(WHAT IS BEING ASKED): Set down all the lines below, each one exactly as shown.

Data items:
PR #1551, opened 2019-04-02
Stop living on the edge

orhanhenrik:
Old drones work better than new drones. New drones are too smart and cause more trouble. Let's try updating our robots again later.


edvardvb:
MADA 🇺🇸🍊

PR #1553, opened 2019-04-03
Add /previous/ endpoint.

HoboKristian:
Used to fetch previous events which a user was registered for.

This is needed to support a quicker backend compared to loading all pages and then filtering on the frontend.

### DIFF
--- a/lego/apps/events/views.py
+++ b/lego/apps/events/views.py
@@ -198,6 +198,39 @@ class EventViewSet(AllowedPermissionsMixin, viewsets.ModelViewSet):
         serializer_class=EventUserRegSerializer,
         permission_classes=[permissions.IsAuthenticated],
     )
+    def previous(self, request):
+        queryset = (
+            self.get_queryset()
+                .filter(
+                registrations__status=constants.SUCCESS_REGISTER,
+                registrations__user=request.user,
+                start_time__lt=timezone.now(),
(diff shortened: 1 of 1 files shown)


lego/apps/events/views.py
```diff
@@ -193,6 +193,39 @@ def payment(self, request, *args, **kwargs):
...
+    @decorators.action(
+        detail=False,
+        serializer_class=EventUserRegSerializer,
+        permission_classes=[permissions.IsAuthenticated],
+    )
+    def previous(self, request):
+        queryset = (
+            self.get_queryset()
+            .filter(
+                registrations__status=constants.SUCCESS_REGISTER,
```
edvardvb: Is this filtering sufficient? Won't this return events where the user is in the waiting list as well? @odinuge

odinuge: Correcto.

This is the same as `upcoming`, and imo. it's nice to keep them similar. (@HoboKristian only dispalys  events with pool here: https://github.com/webkom/lego-webapp/pull/1541/files#diff-ac325e8453fd68444445e7f1267ead7cR372)

We can make a separate viewset, or add some custom filtering to `/api/v1/events/` to make it more generic.

edvardvb: Ah, I see! 👍

PR #1555, opened 2019-04-08
[Do not merge] Update to python 3.7 (tox and prod)

edvardvb:
Updates the prod Dockerfile and tox to use Python 3.7.

However, the lego-testbase Docker image(https://github.com/webkom/lego-testbase) is based on Python 3.6, so this should not be merged without updating the test image. Works locally though!

Also this must be tested rigorously in staging to ensure everything works well with Python 3.7. Especially Celery. Perhaps we need some more methodic testing as well?

### DIFF
--- a/Dockerfile
+++ b/Dockerfile
@@ -1,4 +1,4 @@
-FROM python:3.6
+FROM python:3.7
 MAINTAINER Abakus Webkom <webkom@abakus.no>
 
 ARG RELEASE
--- a/tox.ini
+++ b/tox.ini
@@ -3,7 +3,7 @@ envlist = tests, docs, missing-migrations, isort, flake8, coverage, black
 skipsdist = True
 
 [testenv]
-basepython = python3.6
+basepython = python3.7
 deps =
     black: -r{toxinidir}/requirements/black.txt
     isort: -r{toxinidir}/requirements/isort.txt
@@ -49,7 +49,7 @@ commands =
     python manage.py missing_migrations
 
 [testenv:coverage]
-basepython = python3.6
+basepython = python3.7
 deps = -r{toxinidir}/requirements/coverage.txt
 commands =
     coverage report --fail-under=75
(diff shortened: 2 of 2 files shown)


SmithPeder:
I bumped the `lego-testbase` image to python3.7 with a new tag so it doesn't mess with `:latest`. It seems to be working good. We should still make the 3.7 latest before this is merged, then revert my commit here. 

I wanna get the `python-alpine` version to work tho. I think all it's missing is the `make` function, and in 1/10th of the size 😱 
image

odinuge:
:+1:

3.7 is the way to go! We should use the same version for both tests and when running in prod. We still run 3.6 https://github.com/webkom/lego/blob/a7b26d93a80992803ebf4bc0eafd5e1932e586da/Dockerfile#L1

Before switching the dockerfile to 3.7 we should do some battle testing to verify that stuff works (i have had some strange issues with celery and python 3.7 when running without eager, but I guess it should work fine).

odinuge:
Same for alpine @SmithPeder. We should use the same base img (debian, alpine, ubuntu etc.) for the tests and the final build. We had some strange dns issued with alpine last time we tried it. ( I <3 alpine tho.)

SmithPeder:
Using the same image for testing and final build sound like a good philosophy. I tried building the lego image on 3.7 base and it seems to be working here. But as you said, it should be tested in the full environment with the other images.

SmithPeder:
@edvardvb  Maybe append https://github.com/webkom/lego/pull/1580 as well?

edvardvb:
Hm. It's possible, but not really necessary. This PR focuses on moving us to python 3.7, and it might be better to test that separately from other changes. If we run into issues with tox3.9.0 we won't know if python 3.7 or tox is the issue!

SmithPeder:
Mr.Master over here with his [scientific methods](https://en.wikipedia.org/wiki/Scientific_method).

> It involves formulating hypotheses, via induction, based on such observations; experimental and measurement-based testing of deductions drawn from the hypotheses; and refinement (or elimination) of the hypotheses based on the experimental findings.

odinuge:
lgtm

PR #1571, opened 2019-04-09
Update black to 19.3b0

edvardvb:


edvardvb:
`make fixme` still works

PR #1593, opened 2019-04-29
Set lego-testbase image to p37 temp

SmithPeder:


SmithPeder:
nwm

odinuge:
Drone will cache the images. Use this instead of pull: always

PR #1608, opened 2019-05-10
Add/created by and updated by for event registrations

kotlarz:


odinuge:
I did however read one more line in the docs today, compared to yesterday, and it looks like there is a `defaults`-kwarg in `get_or_create` for args that are only for `create`, and _not_ get... :laughing: Just like we wanted yesterday :upside_down_face:

kotlarz:
> I did however read one more line in the docs today, compared to yesterday, and it looks like there is a `defaults`-kwarg in `get_or_create` for args that are only for `create`, and _not_ get...  Just like we wanted yesterday

Ooooh, yeah, that would have saved me a bit of bother yesterday heh.

> Any keyword arguments passed to get_or_create() — except an optional one called defaults — will be used in a get() call.

https://docs.djangoproject.com/en/2.1/ref/models/querysets/

PR #1643, opened 2019-08-19
Set request scheme for cors in dev

JonasBak:
So I actually can migrate and start backend locally


kotlarz:
Oops :upside_down_face:

Issue #1508, opened 2019-03-18
Add proper scope support for oauth!


odinuge:
Add proper support for scopes in oauth. Current impl. will give full access, regardless of what the scope is provided.

odinuge:
Imo this is ~blocking for _committee-admissions_, so it should be fixed before opening for new admissions.

odinuge:
To begin with, I think we can deny all requests from oauth2 tokens (without the (new) `all` scope), and create a separate endpoint with basic user info that oauth2 apps can use:
- Name
- Username
- pk
- profile picture
- Email (do we need that??)
- memberships w/nested groups
- isActive
- isStudent
- isAbakusMember
- isAbkomMember

cc @cherrybeans

odinuge:
Initial implementation with two scopes fixed in #1645 

Scopes:
- `all`: Do all the things
- `user`: Read access to baisc user info (`/api/v1/users/oauth2_userdata`).

PR #1645, opened 2019-08-22
Add basic scope support to oauth

odinuge:
If the an oauth app use scope "user", it will only be granted access to
"/users/oauth2_userdata", a simple endpoint with name, profile picture,
memberships.

Scope "all" gives full access.


odinuge:
This fixes #1508
Screenshot from 2019-08-22 20-59-15

PR #3020, opened 2022-10-21
Remove incorrect comma -> tuple

LudvigHz:
Commit 068e824be forgot to remove a comma, leading to a block to become
a tuple, breaking this iteration.


LudvigHz:
It might be worth looking at 068e824be to see if this happened in other places as well.

eikhr (approved):
Good catch, hard to spot

ivarnakken (commented):
Oooops 😬

PR #3033, opened 2022-10-26
Fix hard coded groups

erlingfn:
Comittees and interest groups had hard coded behavior in a lot of places, which makes it hard to add new public groups. This will enable all users to view the membership of public groups, as intended.


ivarnakken (approved):
:shipit:

LudvigHz (approved):
LGTM :shipit:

(EXERCISE SOLUTION):
PR #1551, opened 2019-04-02
Stop living on the edge

orhanhenrik:
Old drones work better than new drones. New drones are too smart and cause more trouble. Let's try updating our robots again later.


edvardvb:
MADA 🇺🇸🍊

PR #1553, opened 2019-04-03
Add /previous/ endpoint.

HoboKristian:
Used to fetch previous events which a user was registered for.

This is needed to support a quicker backend compared to loading all pages and then filtering on the frontend.

### DIFF
--- a/lego/apps/events/views.py
+++ b/lego/apps/events/views.py
@@ -198,6 +198,39 @@ class EventViewSet(AllowedPermissionsMixin, viewsets.ModelViewSet):
         serializer_class=EventUserRegSerializer,
         permission_classes=[permissions.IsAuthenticated],
     )
+    def previous(self, request):
+        queryset = (
+            self.get_queryset()
+                .filter(
+                registrations__status=constants.SUCCESS_REGISTER,
+                registrations__user=request.user,
+                start_time__lt=timezone.now(),
(diff shortened: 1 of 1 files shown)


lego/apps/events/views.py
```diff
@@ -193,6 +193,39 @@ def payment(self, request, *args, **kwargs):
...
+    @decorators.action(
+        detail=False,
+        serializer_class=EventUserRegSerializer,
+        permission_classes=[permissions.IsAuthenticated],
+    )
+    def previous(self, request):
+        queryset = (
+            self.get_queryset()
+            .filter(
+                registrations__status=constants.SUCCESS_REGISTER,
```
edvardvb: Is this filtering sufficient? Won't this return events where the user is in the waiting list as well? @odinuge

odinuge: Correcto.

This is the same as `upcoming`, and imo. it's nice to keep them similar. (@HoboKristian only dispalys  events with pool here: https://github.com/webkom/lego-webapp/pull/1541/files#diff-ac325e8453fd68444445e7f1267ead7cR372)

We can make a separate viewset, or add some custom filtering to `/api/v1/events/` to make it more generic.

edvardvb: Ah, I see! 👍

PR #1555, opened 2019-04-08
[Do not merge] Update to python 3.7 (tox and prod)

edvardvb:
Updates the prod Dockerfile and tox to use Python 3.7.

However, the lego-testbase Docker image(https://github.com/webkom/lego-testbase) is based on Python 3.6, so this should not be merged without updating the test image. Works locally though!

Also this must be tested rigorously in staging to ensure everything works well with Python 3.7. Especially Celery. Perhaps we need some more methodic testing as well?

### DIFF
--- a/Dockerfile
+++ b/Dockerfile
@@ -1,4 +1,4 @@
-FROM python:3.6
+FROM python:3.7
 MAINTAINER Abakus Webkom <webkom@abakus.no>
 
 ARG RELEASE
--- a/tox.ini
+++ b/tox.ini
@@ -3,7 +3,7 @@ envlist = tests, docs, missing-migrations, isort, flake8, coverage, black
 skipsdist = True
 
 [testenv]
-basepython = python3.6
+basepython = python3.7
 deps =
     black: -r{toxinidir}/requirements/black.txt
     isort: -r{toxinidir}/requirements/isort.txt
@@ -49,7 +49,7 @@ commands =
     python manage.py missing_migrations
 
 [testenv:coverage]
-basepython = python3.6
+basepython = python3.7
 deps = -r{toxinidir}/requirements/coverage.txt
 commands =
     coverage report --fail-under=75
(diff shortened: 2 of 2 files shown)


SmithPeder:
I bumped the `lego-testbase` image to python3.7 with a new tag so it doesn't mess with `:latest`. It seems to be working good. We should still make the 3.7 latest before this is merged, then revert my commit here. 

I wanna get the `python-alpine` version to work tho. I think all it's missing is the `make` function, and in 1/10th of the size 😱 
image

odinuge:
:+1:

3.7 is the way to go! We should use the same version for both tests and when running in prod. We still run 3.6 https://github.com/webkom/lego/blob/a7b26d93a80992803ebf4bc0eafd5e1932e586da/Dockerfile#L1

Before switching the dockerfile to 3.7 we should do some battle testing to verify that stuff works (i have had some strange issues with celery and python 3.7 when running without eager, but I guess it should work fine).

odinuge:
Same for alpine @SmithPeder. We should use the same base img (debian, alpine, ubuntu etc.) for the tests and the final build. We had some strange dns issued with alpine last time we tried it. ( I <3 alpine tho.)

SmithPeder:
Using the same image for testing and final build sound like a good philosophy. I tried building the lego image on 3.7 base and it seems to be working here. But as you said, it should be tested in the full environment with the other images.

SmithPeder:
@edvardvb  Maybe append https://github.com/webkom/lego/pull/1580 as well?

edvardvb:
Hm. It's possible, but not really necessary. This PR focuses on moving us to python 3.7, and it might be better to test that separately from other changes. If we run into issues with tox3.9.0 we won't know if python 3.7 or tox is the issue!

SmithPeder:
Mr.Master over here with his [scientific methods](https://en.wikipedia.org/wiki/Scientific_method).

> It involves formulating hypotheses, via induction, based on such observations; experimental and measurement-based testing of deductions drawn from the hypotheses; and refinement (or elimination) of the hypotheses based on the experimental findings.

odinuge:
lgtm

PR #1571, opened 2019-04-09
Update black to 19.3b0

edvardvb:


edvardvb:
`make fixme` still works

PR #1593, opened 2019-04-29
Set lego-testbase image to p37 temp

SmithPeder:


SmithPeder:
nwm

odinuge:
Drone will cache the images. Use this instead of pull: always

PR #1608, opened 2019-05-10
Add/created by and updated by for event registrations

kotlarz:


odinuge:
I did however read one more line in the docs today, compared to yesterday, and it looks like there is a `defaults`-kwarg in `get_or_create` for args that are only for `create`, and _not_ get... :laughing: Just like we wanted yesterday :upside_down_face:

kotlarz:
> I did however read one more line in the docs today, compared to yesterday, and it looks like there is a `defaults`-kwarg in `get_or_create` for args that are only for `create`, and _not_ get...  Just like we wanted yesterday

Ooooh, yeah, that would have saved me a bit of bother yesterday heh.

> Any keyword arguments passed to get_or_create() — except an optional one called defaults — will be used in a get() call.

https://docs.djangoproject.com/en/2.1/ref/models/querysets/

PR #1643, opened 2019-08-19
Set request scheme for cors in dev

JonasBak:
So I actually can migrate and start backend locally


kotlarz:
Oops :upside_down_face:

Issue #1508, opened 2019-03-18
Add proper scope support for oauth!


odinuge:
Add proper support for scopes in oauth. Current impl. will give full access, regardless of what the scope is provided.

odinuge:
Imo this is ~blocking for _committee-admissions_, so it should be fixed before opening for new admissions.

odinuge:
To begin with, I think we can deny all requests from oauth2 tokens (without the (new) `all` scope), and create a separate endpoint with basic user info that oauth2 apps can use:
- Name
- Username
- pk
- profile picture
- Email (do we need that??)
- memberships w/nested groups
- isActive
- isStudent
- isAbakusMember
- isAbkomMember

cc @cherrybeans

odinuge:
Initial implementation with two scopes fixed in #1645 

Scopes:
- `all`: Do all the things
- `user`: Read access to baisc user info (`/api/v1/users/oauth2_userdata`).

PR #1645, opened 2019-08-22
Add basic scope support to oauth

odinuge:
If the an oauth app use scope "user", it will only be granted access to
"/users/oauth2_userdata", a simple endpoint with name, profile picture,
memberships.

Scope "all" gives full access.


odinuge:
This fixes #1508
Screenshot from 2019-08-22 20-59-15

PR #3020, opened 2022-10-21
Remove incorrect comma -> tuple

LudvigHz:
Commit 068e824be forgot to remove a comma, leading to a block to become
a tuple, breaking this iteration.


LudvigHz:
It might be worth looking at 068e824be to see if this happened in other places as well.

eikhr (approved):
Good catch, hard to spot

ivarnakken (commented):
Oooops 😬

PR #3033, opened 2022-10-26
Fix hard coded groups

erlingfn:
Comittees and interest groups had hard coded behavior in a lot of places, which makes it hard to add new public groups. This will enable all users to view the membership of public groups, as intended.


ivarnakken (approved):
:shipit:

LudvigHz (approved):
LGTM :shipit:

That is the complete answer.